Given data ::
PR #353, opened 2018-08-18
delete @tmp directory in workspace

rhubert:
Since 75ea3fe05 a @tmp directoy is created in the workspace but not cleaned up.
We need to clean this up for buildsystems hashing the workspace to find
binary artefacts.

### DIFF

What is needed ::
Repeat only the stretch of lines starting at the one containing "We need to clean" and running to the final line of the entries above.

Result of the task ::
We need to clean this up for buildsystems hashing the workspace to find
binary artefacts.

### DIFF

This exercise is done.